Developing a Chatbot using Internal Knowledge Bases

NLP

Research, design, and implement a RAG-based AI chatbot for efficient internal information retrieval

Published

October 1, 2024

Introduction

Employees in information-dense environments like utility companies often struggle to find precise information scattered across internal applications, documents, and databases. Traditional keyword search methods are frequently inefficient, leading to delays and reduced productivity. The recent advancements in Large Language Models (LLMs) and Artificial Intelligence (AI) present a significant opportunity to revolutionize these internal information retrieval processes. By implementing a Retrieval-Augmented Generation (RAG) system, companies can develop intelligent chatbots capable of understanding natural language queries and providing swift, accurate, and contextually relevant answers from internal knowledge sources.
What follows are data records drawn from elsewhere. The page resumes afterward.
PR #5561, opened 2026-06-10
Use target-based approach for enabling sanitizers

timwoj:
The current approach for building with sanitizers is to build all targets in the tree with them, regardless of whether they are from Zeek or from something we vendor. While this seems interesting it also means that everything incurrs potential ASAN overhead, regardless of whether it is actually needed here or not, e.g., in a container on my machine `spicyz` invocations are very slow for some configurations (>30min runtimes for some builtin analyzers), but this seems largely unnecessary since Spicy already does its own sanitizer builds.

This patch changes that approach to instead be opt-in.

This is remake of https://github.com/zeek/zeek/pull/4623 after letting Claude have a go at fixing what was wrong with the branch. The new changes were generated entirely by Claude Opus 4.6, and are at line 1100 in CMakeLists.txt. It fixes the way that the symbols are linked in for hilti and spicy-rt so that they're avallable correctly at runtime. There were also some additional changes to make sure that the symbols were linked into the Broker libraries, otherwise some of the broker tests complained as well.

A very naive test shows a big performance improvement when running btests:

Master:
```
tim@nuc btest% time btest -j 14 spicy
104 tests successful, 1 skipped
btest -j 14 spicy  1373.58s user 122.01s system 953% cpu 2:36.83 total
```

Branch:
```
tim@nuc btest% time btest -j 14 spicy
104 tests successful, 1 skipped
btest -j 14 spicy  500.22s user 85.10s system 1101% cpu 53.119 total
```

### DIFF
--- a/CMakeLists.txt
+++ b/CMakeLists.txt
@@ -268,6 +268,137 @@ if (ENABLE_CLANG_TIDY)
     endif ()
 endif ()
 
+if (ZEEK_SANITIZERS)
+    string(REPLACE "," " " _sanitizer_args "${ZEEK_SANITIZERS}")
+    separate_arguments(_sanitizer_args)
+    set(ZEEK_SANITIZERS "")
+
+    foreach (_sanitizer ${_sanitizer_args})
+        if (ZEEK_SANITIZERS)
+            set(ZEEK_SANITIZERS "${ZEEK_SANITIZERS},")
+        endif ()
+
+        if (_sanitizer STREQUAL "thread")
+            set(ZEEK_TSAN true)
+        endif ()
+
+        if (NOT _sanitizer STREQUAL "undefined")
+            set(ZEEK_SANITIZERS "${ZEEK_SANITIZERS}${_sanitizer}")
+            continue()
+        endif ()
+
+        if (NOT DEFINED ZEEK_SANITIZER_UB_CHECKS)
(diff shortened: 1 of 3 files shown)


CMakeLists.txt
```diff
@@ -1013,9 +1025,17 @@ else ()
         set(ENABLE_STATIC_ONLY true)
     endif ()
 
+    # Set linker flags so broker executables/shared libs get the ASan runtime.
+    if (_sanitizer_flags)
+        set(CMAKE_EXE_LINKER_FLAGS "${CMAKE_EXE_LINKER_FLAGS} -fsanitize=${ZEEK_SANITIZERS}")
+        set(CMAKE_SHARED_LINKER_FLAGS "${CMAKE_SHARED_LINKER_FLAGS} -fsanitize=${ZEEK_SANITIZERS}")
```
bbannier: Could we pass `_sanizier_flags` here instead? Currently this seems to be the only place outside of that variable where we set `-fsanitize`.

bbannier (approved):
Thanks for looking into this again and sorry that I missed it! These numbers look great and exactly in line with what I was hoping for 😉.

I left only one comment below, but I pushed two more fixup commits (with additional context), and a merge of `master`.

CMakeLists.txt
timwoj: Definitely 👍🏼

PR #5562, opened 2026-06-10
Tune the `testing/external/scripts/testing-setup.zeek` script

ckreibich:
I was looking into where all the time goes when processing the CTU pcap in the `zeek-testing` testsuite (as part of #5512). I found that since that pcap is relatively sparse but spans a week, we spend almost half of our time collecting telemetry (via `policy/frameworks/telemetry/log.zeek`, which collects once per minute). We don't actually baseline telemetry.log, so the number of times we collect doesn't matter for the test.

Screenshot_20260610_141219

Dialing this way down provides a healthy speedup for all pcaps, for example (with a debug build):
```
$ time btest ./tests/m57-long.zeek
all 1 tests successful

real    0m42.132s
user    0m51.141s
sys     0m3.900s
```
... vs after:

This master thesis aims to research, design, and implement a cutting-edge, RAG-based AI chatbot for an enterprise environment. The goal is to create a secure, scalable system that facilitates efficient retrieval of company-specific data for employees. The research focuses on developing a proof of concept by leveraging open-source frameworks and models to build a chatbot that can navigate vast internal data collections, enhancing workplace productivity and streamlining access to information.

Research Objectives

Design and Implement a Modular RAG System: Develop a modular and scalable RAG system using open-source frameworks and LLMs, ensuring that sensitive corporate data is handled securely on-premise without reliance on proprietary third-party services.
Create a Specialized Knowledge Base (KB): Construct a comprehensive Knowledge Base from a complex internal source, the Wiki. This involves creating a full data pipeline for acquiring, preprocessing, cleaning, and ingesting varied data formats (HTML, PDFs) into a vector database.
Integrate with Existing Enterprise Infrastructure: Integrate the RAG system into the company’s existing, well-adopted chatbot platform, to ensure a seamless user experience and facilitate easy access for all employees through established authentication mechanisms.
Evaluate System Performance and User Acceptance: Assess the chatbot’s effectiveness through a two-fold evaluation process: 1) conducting a quantitative, metrics-based evaluation of the system’s retrieval accuracy and response quality, and 2) gathering qualitative feedback on usability and performance directly from employees through a user survey.

Methodology

Data Processing and Knowledge Base Creation: The project begins with the selection of the Wiki as the primary data source for the proof of concept. A data acquisition pipeline is built to crawl the wiki and download all relevant HTML and PDF documents. This is followed by a rigorous preprocessing phase, which includes cleaning irrelevant content, converting hyperlinks to markdown format for better LLM interpretation, and filtering out overly complex or old files. The cleaned data is then split into manageable chunks, embedded into vectors, and loaded into a Weaviate vector database to create the final, searchable Knowledge Base.
System Design and Architecture: The system is designed as a micro-service intended to integrate with the existing chatbot infrastructure. The architecture prioritizes security, privacy, and scalability by exclusively using self-hosted, open-source components. Key technologies selected include:
- LangChain: An AI orchestration framework used to structure the RAG pipeline, from data loading to prompt construction.
- Weaviate: A vector database chosen for its powerful multi-tenancy feature, which allows for the creation of multiple, isolated KBs within a single instance, enabling role-based access for different user groups.
- Ollama: A tool for serving LLMs and embedding models locally on the company’s internal GPU servers, ensuring that no sensitive data leaves the network.
Evaluation Framework: A two-fold evaluation approach is used to assess the system.
- Qualitative User Feedback: The chatbot is tested by members of the service center team, who then provide feedback through a detailed survey on aspects like user-friendliness, response quality, and overall system intelligence.
- Quantitative Metrics Evaluation: A specialized evaluation dataset of question-answer pairs is created with help from domain experts. The system’s retrieval performance is measured by checking if the correct source document was returned. The RAGAs framework is used to calculate metrics on the generated answers, including faithfulness, answer correctness, and context relevance.

Expected Contributions

A functional and secure RAG chatbot demonstrating the viability of using open-source, self-hosted LLMs to securely and effectively access internal knowledge bases.
A replicable data-to-KB pipeline for processing semi-structured, heterogeneous data from an internal company wiki.
A scalable, multi-tenant architecture that integrates with existing enterprise software and supports different departments with isolated, secure access to their specific knowledge bases.
A comprehensive evaluation framework combining quantitative metrics with qualitative user feedback.